Jul 04 05:59:45 lcg-lrz-monitor-ext thanos@compact[2524687]: ts=2024-07-04T03:59:45.697592546Z caller=intrumentation.go:67 level=warn msg="changing probe status" status=not-ready reason="critical error detected: compaction: group 0@16428505770164304275: pre compaction overlap check: overlaps found while gathering blocks. [mint: 1718985602708, maxt: 1718992800000, range: 1h59m57s, blocks: 2]: <ulid: 01J0Z8WZBKK3G2VVVJN70WQN32, mint: 1718841600085, maxt: 1719014400000, range: 47h59m59s>, <ulid: 01J10W3EJT73RS0W5EPMFMKK82, mint: 1718985602708, maxt: 1718992800000, range: 1h59m57s>"

Despite compact being invoked with --no-debug.halt-on-error it just mindlessly tries over and over. The reasons – I don't know, cause how should the overlapping blocks disappear if nobody notices them (unless by chance), because the service doesn't fail properly?

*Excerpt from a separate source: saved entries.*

PR #468, opened 2022-01-21
Sanitize street and house numbers

klinzo:
Fixes #467

PR #480, opened 2022-01-28
Split and rename pipeline steps

klinzo:
Follow up on #468. Renames pipeline steps to include `Lbe` and splits the `Map` step into `MapFromLbe` and `SanitizeAddress`.


maxammann (approved):
Looks great!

douglascamata commented 4 months ago

@calestyo do you have vertical compaction enabled run version 0.35 or above? There's literally a PR that intentionally made Compactor not halt on overlapping blocks errors: https://github.com/thanos-io/thanos/pull/7225.

douglascamata commented 4 months ago

We are not aware of any bug in Thanos that creates overlapping blocks. I think this is more about how you use the tool rather than a defect in the tool itself. I never saw Thanos create overlapping blocks in the deployments I oversee.